Darcy gestured to their hands on the small device gliding across the Ouija board.
“What did it spell out, Marina?” she asked.
“Just a second, I don’t think it’s done.” Marina waved Darcy off, her eyes following the planchette eagerly.
Their hands continued to move with the device.
Paivi started to get nervous. What was it going to do, tell her I KNOW for the eightieth time?
“Okay! I’ve got it!” shouted Marina. “Oh my god, Paivi!”
Paivi could feel her heart start to sink.
“Paivi loves Jeff!”
“Who is Jeff? Is he here at the party?” asked a girl dressed like Princess Leia from Star Wars.
Paivi laughed and felt a sense of relief wash over her. “Jeff? I don’t think I even know anyone named Jeff. I guess he’ll just be my mystery man!”

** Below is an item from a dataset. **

PR #16, opened 2019-04-11
fix #4: Removes 'function' prefix from CLI args

### LINKED ISSUE #4: Flags use an unnecessary `function-` prefix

The banana shooting pool had overheard the girls’ conversation and raised his hand.
“Hey, my name is Jeff! Who loves me?”
They all laughed.
“According to the all-knowing Ouija, Paivi here does!” Amanda pointed her out. “Jeff, meet the new love of your life!”
“Nice!” He walked over to Paivi. “Hi, I’m Jeff the banana. Damn glad to meet you!”
He pumped her hand in an exaggerated handshake. Paivi blushed.
“Hi Jeff the banana. It’s a pleasure?!” She wasn’t so sure.
“I’ll be seeing you,” he pointed his two fingers at her like pistols, pretending to shoot, blew the smoke off of them and winked, “later! But right now I’ve got to finish my game! Bye!”
Amanda turned to Paivi and Michaela. “Do you guys want to play? We can pull up more chairs.”
“That’s cool, we’ll come play in a little bit. We want to go roast some marshmallows! Did you get stuff to make S’mores?” asked Paivi.
“Girl, you know I did! Hey, Michaela, try not to drop all of your marshmallows into the fire this time!”
Amanda’s laughter followed them out the door into the crisp evening.